OASIS-5 Trial

Trial Details:

Acronym: Organization to Assess Strategies in Ischemic Syndromes

Purpose: To evaluate the efficacy of fondaparinux (Arixtra) versus enoxaparin (Lovenox) for anticoagulation during unstable angina and non-ST elevation myocardial infarction, specifically to assess bleeding risk comparison.

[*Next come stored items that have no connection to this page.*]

PR #2522, opened 2021-12-24
Copy tweaks for Open dialog

amacneil:
**User-Facing Changes**
Slight changes to the wording on Open dialog

### DIFF
--- a/packages/studio-base/src/components/OpenDialog/Start.tsx
+++ b/packages/studio-base/src/components/OpenDialog/Start.tsx
@@ -79,7 +79,7 @@ export default function Start(props: IStartProps): JSX.Element {
       {
         id: "open-url",
         children: "Open file from URL",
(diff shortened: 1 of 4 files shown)


packages/studio-base/src/components/OpenDialog/Start.tsx
```diff
@@ -93,7 +93,7 @@ export default function Start(props: IStartProps): JSX.Element {
       {
         id: "sample-data",
         children: "Explore sample data",
-        secondaryText: "New to Studio? View some sample data",
```
esthersweon, line 96: Strange without period at the end, since previous sentence has punctuation.

amacneil: agreed - I think I fixed this in a later commit because latest main has an exclamation point

PR #2526, opened 2021-12-24
Remove ROS_HOSTNAME from app settings

defunctzombie:
**User-Facing Changes**
The user cannot set ROS_HOSTNAME via app settings. Since open dialog flow was enabled we were not using the ROS_HOSTNAME setting from app settings anyway so this fixes the incorrect availability of this setting at the app level.

**Description**
The ROS_HOSTNAME option is now set in the ROS1 Connection settings within the open dialog flow.

### DIFF
--- a/packages/studio-base/src/AppSetting.ts
+++ b/packages/studio-base/src/AppSetting.ts
@@ -6,7 +6,6 @@ export enum AppSetting {
   CRASH_REPORTING_ENABLED = "telemetry.crashReportingEnabled",
   MESSAGE_RATE = "messageRate",
   LAUNCH_PREFERENCE = "launchPreference",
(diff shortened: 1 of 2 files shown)


amacneil:
Is this still stored as an app setting, or is it local to the connection? Like if I had two recent connections with different ROS_HOSTNAMES would it remember them separately?

defunctzombie:
It is local per connection. So you can have two different connections for different roscores and hostnames and they will be separate in the recents list. When you click each respective connection it will use the args you specified when you setup the connection.

amacneil:
> It is local per connection. So you can have two different connections for different roscores and hostnames and they will be separate in the recents list. When you click each respective connection it will use the args you specified when you setup the connection.

Nice 👌

PR #5187, opened 2023-01-20
 Fix freeze after receiving tf message with identical parent and child ids

snosenzo:
**User-Facing Changes**

 - fix freeze after receiving tf message with identical parent and child ids

**Description**
 - cycle detection wasn't checking for frameId being the same as parentId

### DIFF
--- a/packages/studio-base/src/panels/ThreeDeeRender/transforms/TransformTree.ts
+++ b/packages/studio-base/src/panels/ThreeDeeRender/transforms/TransformTree.ts
@@ -160,6 +160,9 @@ export class TransformTree {
     return output;
   }
   private _checkParentForCycle(frameId: string, parentFrameId: string): boolean {
+    if (frameId === parentFrameId) {
+      return true;
+    }
     // walk up tree from parent Frame to check if it eventually crosses the frame
     let frame = this.frame(parentFrameId);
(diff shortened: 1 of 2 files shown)


jhurliman (approved):

packages/studio-base/src/panels/ThreeDeeRender/transforms/TransformTree.ts
```diff
@@ -160,6 +160,9 @@ export class TransformTree {
     return output;
   }
   private _checkParentForCycle(frameId: string, parentFrameId: string): boolean {
+    if (frameId === parentFrameId) {
+      return true;
+    }
```
jtbandes, line 165: Could there be a way to fold this into the logic below, rather than adding a new `if`? Such as changing the logic inside the while to be `if (frame.id === frameId) { return true }`?

snosenzo: I don't think so because the condition for the loop is whether the frame has a parent, and in this case the frame doesn't have a parent defined yet because `parent` hasn't been set. There might be a more clever way, but I'm happy with the readability of this as is

jtbandes (approved):

PR #5194, opened 2023-01-21
add non-dismissible deprecation banner to URDF Viewer panel

jtbandes:
**User-Facing Changes**
The URDF Viewer panel is now deprecated and will be removed in a future release. [Use the 3D panel](https://foxglove.dev/docs/studio/panels/3d#add-unified-robot-description-format-urdf) to visualize URDFs instead.

**Description**
image
Resolves FG-1118

### DIFF
--- a/packages/studio-base/src/panels/URDFViewer/index.tsx
+++ b/packages/studio-base/src/panels/URDFViewer/index.tsx
@@ -186,7 +186,7 @@ function URDFViewer({ config, saveConfig }: Props) {
     <div className={classes.root}>
       <PanelToolbar />
       <Alert severity="warning">
-        The URDF Viewer panel is now deprecated. See the{" "}
+        The URDF Viewer panel is deprecated. See the{" "}
         <Link
           href="https://foxglove.dev/docs/studio/panels/3d#add-unified-robot-description-format-urdf"
           target="_blank"
--- a/packages/studio-base/src/panels/URDFViewer/index.tsx
+++ b/packages/studio-base/src/panels/URDFViewer/index.tsx
@@ -2,7 +2,7 @@
 // License, v2.0. If a copy of the MPL was not distributed with this
 // file, You can obtain one at http://mozilla.org/MPL/2.0/
 
-import { Button } from "@mui/material";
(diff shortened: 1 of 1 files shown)


amacneil:
Rather than linking to docs, how about a link that switches the panel out for 3d? Like we did with old3d.

defunctzombie:
> Rather than linking to docs, how about a link that switches the panel out for 3d? Like we did with old3d.

The transition here is going to be more involved for users that the 3d -> 3d one. If we switch the panel and no docs link to the relevant section that's a rougher transition path IMO.

amacneil (approved):
lgtm

Are there any features in the URDF panel not supported in the 3D panel?

defunctzombie:
> Are there any features in the URDF panel not supported in the 3D panel?

Yes

amacneil:
What are they? Do we have a migration plan?

banisadr:
@jtbandes and I did a deep dive on this last week and made some decisions:

* Primary feature not supported & with no deprecation plan is support for JointState messages. @jhurliman has mentioned several times, and myself/Jacob/Roman are in alignment that it does not provide value and is not required. Omitting it is a two-way door, so if we turn out to be wrong, we can plan the work to add it to the 3D panel.
* [This project](https://linear.app/foxglove/project/remove-urdf-viewer-panel-5537a017e10f) lists the required bug & doc updates before we can remove the URDF panel. Note we cancelled the 'Drag and drop' support issue. 
* [This project](https://linear.app/foxglove/project/improve-urdf-usability-6983f92dae27) lists all of the items we noted should be addressed to make using URDFs in Studio more user friends. This is applies equally to the current panel and using URDFs with the 3D panel, but does not block deprecation & removal of the existing panel (mentioning for completeness).

banisadr:
Happy to explain the reasoning behind ✂️ Drag & drop if its a concern. 

I'm not certain why [this ticket](https://linear.app/foxglove/issue/FG-716/deprecate-the-urdf-panel) was moved to canceled though. @jtbandes?

jtbandes:
I think because it got converted to a project.

PR #5196, opened 2023-01-22
Add a yarn cache clean step to Dockerfile

asymingt:
Simply adds one line to the Foxglove studio `Dockerfile` to clean the yarn cache prior to installing, which gets around an error I had encountered when trying to build and run foxglove with `docker compose up`,

Signed-off-by: Andrew Symington <andrew.c.symington@gmail.com>

**User-Facing Changes**

None

**Description**

This is the error I had encountered:

```
asymingt@mars:~/development/grids$ docker compose run foxglove
[+] Building 4.2s (12/14)                                                                                                                                                           
 => [internal] load build definition from Dockerfile                                                                                                                           0.0s
 => => transferring dockerfile: 32B                                                                                                                                            0.0s
 => [internal] load .dockerignore                                                                                                                                              0.0s
 => => transferring context: 34B                                                                                                                                               0.0s
 => [internal] load metadata for docker.io/library/caddy:2.5.2-alpine                                                                                                          0.4s
 => [internal] load metadata for docker.io/library/node:16                                                                                                                     0.4s
 => [internal] load build context                                                                                                                                              0.1s
 => => transferring context: 3.07MB                                                                                                                                            0.1s
 => [build 1/6] FROM docker.io/library/node:16@sha256:27fab5920246070cf13449cf44c25bc4f5adef18ca7482b2bda90b7cf9e64481                                                         0.0s
 => [stage-1 1/3] FROM docker.io/library/caddy:2.5.2-alpine@sha256:b31ff95e98737b849d6af1fb9d9cb54a66ba3684564b3310541f60b12b1dd619                                            0.0s
 => CACHED [stage-1 2/3] WORKDIR /src                                                                                                                                          0.0s
 => CACHED [build 2/6] WORKDIR /src                                                                                                                                            0.0s
 => [build 3/6] COPY . ./                                                                                                                                                      1.1s
 => [build 4/6] RUN corepack enable                                                                                                                                            0.4s
 => ERROR [build 5/6] RUN yarn install --immutable                                                                                                                             2.1s
------
 > [build 5/6] RUN yarn install --immutable:
#0 2.047 Internal Error: Unable to deserialize cloned data due to invalid or unsupported version.
#0 2.047     at Object.deserialize (node:v8:380:7)
#0 2.047     at Ke.restoreInstallState (/root/.cache/node/corepack/yarn/3.1.0/yarn.js:447:965)
#0 2.047     at processTicksAndRejections (node:internal/process/task_queues:96:5)
#0 2.047     at async wC.execute (/root/.cache/node/corepack/yarn/3.1.0/yarn.js:486:14746)
#0 2.047     at async wC.validateAndExecute (/root/.cache/node/corepack/yarn/3.1.0/yarn.js:337:620)
#0 2.047     at async oo.run (/root/.cache/node/corepack/yarn/3.1.0/yarn.js:351:1846)
#0 2.047     at async oo.runExit (/root/.cache/node/corepack/yarn/3.1.0/yarn.js:351:2013)
#0 2.047     at async i (/root/.cache/node/corepack/yarn/3.1.0/yarn.js:448:12377)
#0 2.047     at async r (/root/.cache/node/corepack/yarn/3.1.0/yarn.js:448:10617)
------
failed to solve: executor failed running [/bin/sh -c yarn install --immutable]: exit code: 1
```
The addition of the new line fixes it.

### DIFF
--- a/Dockerfile
+++ b/Dockerfile
@@ -4,6 +4,7 @@ WORKDIR /src
 COPY . ./
 
 RUN corepack enable
+RUN yarn cache clean
 RUN yarn install --immutable
 
 ENV FOXGLOVE_DISABLE_SIGN_IN=true


defunctzombie:
Can you explain why this is needed? The docker build starts with no yarn packages installed so there's nothing to clean prior to install.

asymingt:
> Can you explain why this is needed? The docker build starts with no yarn packages installed so there's nothing to clean prior to install.

I'm not super familiar with how yarn caching works, but a clean checkout on my machine to folder `studio` and the simple `docker-compose.yml` file below used with `docker compose up` yields an error. 

```yml
version: '3'
services:
  foxglove:
    container_name: foxglove
    network_mode: host
    build: ./studio
```

I suspect that the `COPY . ./` command in the studio Dockerfile includes the `.yarn` folder, which has an old cache in it (I might be wrong about this) and the `yarn cache clean` remove this before the build.

defunctzombie:
> I suspect that the `COPY . ./` command in the studio Dockerfile includes the `.yarn` [folder](https://github.com/foxglove/studio/tree/main/.yarn), which has an old cache in it (I might be wrong about this) and the `yarn cache clean` fixes this before the build.

Your comment says that a clean checkout of Studio yields this error. How would a clean checkout have a cache in the `.yarn` folder?

I suspect there's more to this story - like maybe incompatible node versions used to run yarn on your local machine vs the docker environment.

asymingt:
> > I suspect that the `COPY . ./` command in the studio Dockerfile includes the `.yarn` [folder](https://github.com/foxglove/studio/tree/main/.yarn), which has an old cache in it (I might be wrong about this) and the `yarn cache clean` fixes this before the build.
> 
> Your comment says that a clean checkout of Studio yields this error. How would a clean checkout have a cache in the `.yarn` folder?
> 
> I suspect there's more to this story - like maybe incompatible node versions used to run yarn on your local machine vs the docker environment.

You have much better knowledge of how yarn works. It could very well have been that I attempted to first build outside of Docker and then inside. But a containerized environment should have isolation from any persisted build products. Is there anything from the `COPY . ./` that might move intermediary build products into the container. Can we find a way to omit these?

defunctzombie:
> Can we find a way to omit these?

We do use a .dockerignore file (https://github.com/foxglove/studio/blob/main/.dockerignore) which by-design ignores `node_modules` but allows `.yarn`. The purpose is to avoid re-downloading these packages in your container if you've already downloaded them into the yarn cache locally for the project.

I'd not have thought this to be a problem since the same version of yarn would be run outside (on your host) and inside the container. Which version of node is on your host that you may have run `yarn` with the first time?

asymingt:
> > Can we find a way to omit these?
> 
> We do use a .dockerignore file (https://github.com/foxglove/studio/blob/main/.dockerignore) which by-design ignores `node_modules` but allows `.yarn`. The purpose is to avoid re-downloading these packages in your container if you've already downloaded them into the yarn cache locally for the project.
> 
> I'd not have thought this to be a problem since the same version of yarn would be run outside (on your host) and inside the container. Which version of node is on your host that you may have run `yarn` with the first time?

Here's the yarn installed on system by default
```sh
asymingt@mars:~/development/adehome$ yarn --version
0.32+git
```

defunctzombie:
> Here's the yarn installed on system by default

That's not the version of yarn that would be used in the Studio repo. When you `cd` to the studio repo and run `yarn --version` what do you see? Did you run yarn somehow outside of that repo on the repo itself? We have a specific version of yarn that we use in the studio repo.

asymingt:
> > Here's the yarn installed on system by default
> 
> That's not the version of yarn that would be used in the Studio repo. When you `cd` to the studio repo and run `yarn --version` what do you see? Did you run yarn somehow outside of that repo on the repo itself? We have a specific version of yarn that we use in the studio repo.

Doing it in the studio directory doesn't change the result:

```
asymingt@mars:~/development/grids/studio$ git status
On branch main
Your branch is up to date with 'origin/main'.

nothing to commit, working tree clean
asymingt@mars:~/development/grids/studio$ yarn --version
0.32+git
asymingt@mars:~/development/grids/studio$ 
```

asymingt:
> yarn --version

Switching directories to studio doesn't appear to change the result.

```
asymingt@mars:~/development/grids/studio$ yarn --version
0.32+git
```


> > > Here's the yarn installed on system by default
> > 
> > 
> > That's not the version of yarn that would be used in the Studio repo. When you `cd` to the studio repo and run `yarn --version` what do you see? Did you run yarn somehow outside of that repo on the repo itself? We have a specific version of yarn that we use in the studio repo.
> 
> Doing it in the studio directory doesn't change the result:
> 
> ```
> asymingt@mars:~/development/grids/studio$ git status
> On branch main
> Your branch is up to date with 'origin/main'.
> 
> nothing to commit, working tree clean
> asymingt@mars:~/development/grids/studio$ yarn --version
> 0.32+git
> asymingt@mars:~/development/grids/studio$ 
> ```

So, I went back to try and repeat the instructions to work out why I had an issue on my machine (Ubuntu 22.04 x86_64). Following the README install steps I hit this. 

```
asymingt@mars:~/development/grids/studio$ corepack enable
Internal Error: EINVAL: invalid argument, readlink '/usr/bin/yarn'
Error: EINVAL: invalid argument, readlink '/usr/bin/yarn'
```

So, I must have done something bad to get yarn / corepack as a result of this.  I believe corepack might now be enabled by default in nodejs, so perhaps this step doesn't need to be run?

If I do these steps I get a different result...

```sh
asymingt@mars:~/development/grids/studio$ curl -fsSL https://deb.nodesource.com/setup_current.x | sudo -E bash -
asymingt@mars:~/development/grids/studio$ sudo apt install nodejs
...
asymingt@mars:~/development/grids/studio$ yarn install
...
asymingt@mars:~/development/grids/studio$ yarn --version
3.1.0
```

Is that what you'd expect?

asymingt:
Proof of repeatability -- copy this to a `Dockerfile`.

```Dockerfile
# Base image and shell
FROM ubuntu:22.04
SHELL ["/bin/bash", "-c"]

# Dependencies
RUN apt-get update && apt-get install -q -y --no-install-recommends \
    ca-certificates \
    curl \
    dirmngr \
    git \
    git-lfs \
    gnupg2 \
    lsb-release \
    && rm -rf /var/lib/apt/lists/*
RUN curl -fsSL https://deb.nodesource.com/setup_current.x | bash -
RUN apt-get update && apt-get install -q -y --no-install-recommends \
    nodejs \
    && rm -rf /var/lib/apt/lists/*

# Add an 'ubuntu' user with dialout and plugdev access
RUN useradd -ms /bin/bash ubuntu && echo "ubuntu:ubuntu" | chpasswd
USER ubuntu
WORKDIR /home/ubuntu

# Run the steps
RUN git clone https://github.com/foxglove/studio.git
RUN corepack enable
RUN yarn install
```

Then run `docker build --tag foxglove:problem .`

And you will see:

```
...
Internal Error: EACCES: permission denied, symlink '../lib/node_modules/corepack/dist/pnpm.js' -> '/usr/bin/pnpm'
Error: EACCES: permission denied, symlink '../lib/node_modules/corepack/dist/pnpm.js' -> '/usr/bin/pnpm'
The command '/bin/bash -c corepack enable' returned a non-zero code: 1
```

defunctzombie:
> I believe corepack might now be enabled by default in nodejs, so perhaps this step doesn't need to be run?

It is still experimental: https://nodejs.org/dist/latest-v19.x/docs/api/corepack.html#enabling-the-feature

Somehow you ended up with yarn installed globally. That will indeed cause issues and is not the documented way to install yarn: https://yarnpkg.com/getting-started/install

It does seem that `https://deb.nodesource.com/setup_current.x` prints a command at the end to tell users to `apt-get install yarn` which ultimately is at odds with corepack (as you experienced above).

defunctzombie:
I can confirm that your above script in the dockerfile does fail on the `corepack enable` stage.

defunctzombie:
I've given this some more thought and am going to close this out. I think with the example Dockerfile the issue comes from some unhappiness with the useradd and how that interacts with the node install. The only supported workflow for Docker we have is with the Dockerfile in our repo which continues to work (to my knowledge). If you find that you can reproduce a failure with _that_ dockerfile we can take a look. Otherwise there are many ways to make bespoke Dockerfiles that don't work for some various reason or sadness with corepack or installations (as shown in this thread).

Format: Double blind, multicenter, randomized control trial

Treatment Group: Fondaparinux 2.5 mg SQ daily

Control Group: Enoxaparin 1 mg/kg twice daily

Number of Patients: 20,078

Inclusion Criteria:

  • Within 24 hours of symptom onset
  • At least 2 of the 3 following criteria:
    • > 60 years old
    • Elevated troponin I or creatine kinise MB
    • ECG changes consistent with ischemia

Exclusion Criteria:

  • Contraindication to the study drugs
  • Recent intracranial hemorrhage
  • Other indication for anticoagulation (i.e. pulmonary embolus or mechanical heart valve)
  • Serum creatinine > 3 mg/dL

Follow-up: Between 90 and 180 days

Primary Endpoint: Composite endpoint of all-cause mortality, myocardial infarction or refractory ischemia

Secondary Endpoint: There were evaluated at 30 days and upon study completion

  • All cause mortality or myocardial infarction
  • All cause mortality, myocardial infarction and refractory ischemia
  • All cause mortality alone
  • Myocardial infarction alone
  • Refractory ischemia alone


Patients with unstable angina and non-ST elevation myocardial infarction were randomized to either fondaparinux versus enoxaparin. Fondaparinux had a significant reduction in major bleeding (50%), similar risk of ischemic events and a reduced mortality compared to enoxaparin.

For the subgroup of patients undergoing PCI, there was also reduced major bleeding, however there was an increase in catheter thrombosis. This can be reduced by using unfractionated heparin during PCI.

Original Publication:

Mehta SR, et al. J Am Coll Cardiol. 2007;doi:10.1016/j.jacc.2007.07.042.

Yusuf S, et al. N Engl J Med, 2006;doi:10.1056/NEJMoa055443.